START SUPPLIED RECORDS

Issue #69, opened 2025-05-28
DROP TABLE on partitioned table causes "Invalid Input Error" on all subsequent queries


csmithxc:
Setup:
- Postgres catalog (Supabase, Postgres 15.8.1)
- S3 data path
- DuckDB 1.3.0 via CLI

Reproduce:
```sql
CREATE TABLE IF NOT EXISTS test_update AS (SELECT 1 as id, 'hello' as greeting, 60 as amount) WITH NO DATA;
INSERT INTO test_update SELECT 1 as id, 'hello' as greeting, 60 as amount;
ALTER TABLE test_update SET PARTITIONED BY (greeting);

DROP TABLE test_update;

-- Can be literally any query
SHOW ALL TABLES;
```

Resulting error:
- `Invalid Input Error: Could not find matching table for partition entry`

Mytherin:
Thanks for the report! I've pushed a fix in https://github.com/duckdb/ducklake/pull/75

PR #317, opened 2025-07-24
Set `end_snapshot` on all metadata entries when dropping table

gahtan-syarif:
To prevent issues similar to https://github.com/duckdb/ducklake/issues/69 , especially when working with other engines. Also fixes issue where table renames causes partition info to be dropped.

### DIFF
--- a/src/storage/ducklake_transaction.cpp
+++ b/src/storage/ducklake_transaction.cpp
@@ -1156,22 +1156,16 @@ struct CompactionInformation {
 void DuckLakeTransaction::CommitChanges(DuckLakeCommitState &commit_state,
                                         TransactionChangeInformation &transaction_changes) {
 	auto &commit_snapshot = commit_state.commit_snapshot;
-
-	for (const auto &val : dropped_tables) {
-	    if (renamed_tables.find(val) == renamed_tables.end()) {
-	        real_dropped_tables.insert(val);
-	    }
-	}
 	
 	// drop entries
 	if (!dropped_tables.empty()) {
-		if (!renamed_tables.empty()){
-			metadata_manager->DropTables(commit_snapshot, dropped_tables, true);
-		} 
-		if (!real_dropped_tables.empty()) {
-			metadata_manager->DropTables(commit_snapshot, dropped_tables, false);
-		}
+		metadata_manager->DropTables(commit_snapshot, dropped_tables, true);
 	}
+
+	if (!renamed_tables.empty()){
+		metadata_manager->DropTables(commit_snapshot, renamed_tables, true);
+	} 
+
 	if (!dropped_views.empty()) {
 		metadata_manager->DropViews(commit_snapshot, dropped_views);
 	}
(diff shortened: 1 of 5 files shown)


Mytherin:
Thanks! Could you just merge with main so the tests can run again?

gahtan-syarif:
> Thanks! Could you just merge with main so the tests can run again?

Sure 👍

gahtan-syarif:
It failed on the rename table test,
Does ducklake table renames involve dropping the tables?

Mytherin:
A rename is a drop + insert in the `ducklake_table` table - maybe that is now also dropping other stuff incorrectly. This might already have been a problem with the partition info but that might have gone unnoticed.

gahtan-syarif:
Yeah, i guess this would mean renames currently erases partition info

gahtan-syarif:
@Mytherin i fixed the issue, PR is ready, but perhaps you have a better idea in mind?

src/storage/ducklake_transaction.cpp
```diff
@@ -1863,6 +1875,7 @@ void DuckLakeTransaction::AlterEntryInternal(DuckLakeTableEntry &table, unique_p
 			// table is not transaction local - add to drop list
 			auto table_id = table.GetTableId();
 			dropped_tables.insert(table_id);
+			renamed_tables.insert(table_id);
```
Mytherin, line 1871: Can we perhaps insert renamed tables only into the `renamed_tables` set, instead of in both the `dropped_tables` and `renamed_tables` sets?

src/storage/ducklake_transaction.cpp
```diff
@@ -1156,9 +1156,21 @@ struct CompactionInformation {
...
+	    if (renamed_tables.find(val) == renamed_tables.end()) {
+	        real_dropped_tables.insert(val);
+	    }
+	}
+	
 	// drop entries
 	if (!dropped_tables.empty()) {
-		metadata_manager->DropTables(commit_snapshot, dropped_tables);
+		if (!renamed_tables.empty()){
+			metadata_manager->DropTables(commit_snapshot, dropped_tables, true);
```
Mytherin: This seems like it won't work if we rename and drop a table in the same transaction - given we pass `dropped_tables` in both scenarios

Mytherin (commented):
Thanks for picking up the fix - I've left some comments. Could you also add a test that partition info is now preserved when renaming?

src/storage/ducklake_transaction.cpp
gahtan-syarif: ahh right, forgot to change the set, fixed 👍

src/storage/ducklake_transaction.cpp
gahtan-syarif: sure 👍 fixed

gahtan-syarif:
> Thanks for picking up the fix - I've left some comments. Could you also add a test that partition info is now preserved when renaming?

sure 👍 test added

Mytherin:
Thanks!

END SUPPLIED RECORDS

ASSIGNED TASK – Nothing should appear in the answer except the lines from the one with "gahtan-syarif: ahh right, forgot" through the final line of the records, written exactly.

FINISHED TASK –
gahtan-syarif: ahh right, forgot to change the set, fixed 👍

src/storage/ducklake_transaction.cpp
gahtan-syarif: sure 👍 fixed

gahtan-syarif:
> Thanks for picking up the fix - I've left some comments. Could you also add a test that partition info is now preserved when renaming?

sure 👍 test added

Mytherin:
Thanks!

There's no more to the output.